I noticed (from experimentation and documentation) that the chunker overlay's chunking procedure will stream the upload of a modified file into the remote. For an existing chunked file, this can create a massive re-uploads of chunks which may never have been modified.
For checksum-enabled remotes, it would be neat if chunker would offer a flag/option to use chunk checksums to only reupload chunks which have been modified. This could save a lot of time and bandwidth by cutting down on the total number of chunk files rclone will have to write to a remote.
The example use case is to use rclone to efficiently re-upload modified disk image files by only uploading the individual chunks which were modified.
rclone sync has the option to use the --checksum flag to only upload files which were modified - and it works great! Could this idea be expanded to chunks? It would be awesome if a mounted chunker remote can leverage a similar checksum-based chunk upload to only upload the modified/updated chunks.
Would a feature like this be technically possible? Are there any obvious hurdles that would need to be overcome for a feature like this?
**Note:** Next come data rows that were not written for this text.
PR #1517, opened 2023-08-08
build: upgrade storybook to v7

chaitanyadeorukhkar:
Upgrades to v7 for storybook react & react native


chaitanyadeorukhkar:
There is a bug on storybook/react-native v7-alpha3 due to which even if the story renders, we cannot interact with it. Hopefully, this should be resolved with future versions of `storybook/react-native`. We tried debugging this with storybook's maintainer Danny, but couldn't come to a final solution. He will keep us in loop for any future updates or early alpha versions we can try out. Ref: [Discord discussion](https://discord.com/channels/486522875931656193/1136972171135176785). 

Closing this for now with much sadness 😞  (Please don't delete the branch)

**Stories render but cannot navigate:**
image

I proposed an entire backend that chunks but based on content-defined chunking. See Feature Idea: Chunk-Based Dedupe backend - #3 for discussion. I still think that would be awesome and arguably even better than what you propose since, depending on how the disk image is made, it could have some data in the middle changed that would otherwise throw off all of the chunk boundaries.
It is an interesting idea... Rclone would likely have to buffer the chunks on disk so it could discover their MD5s before uploading them, but apart from that I think it is a workable idea.
Pardon my ignorance here, would resumable uploads be in the critical path to unlock the ability to be selective about which chunks need to be updated on a remote?
Are there any obvious hurdles that would need to be overcome for a feature like this?
You actually propose an extension of parallel multi-part upload. The first and foremost hurdle is a hashing algorithm that can tame parallelity. Most if not all providers of cloud storage simply stop checksumming when it comes to multipart uploads.
I discussed it with @ncw recently and expressed my ideas.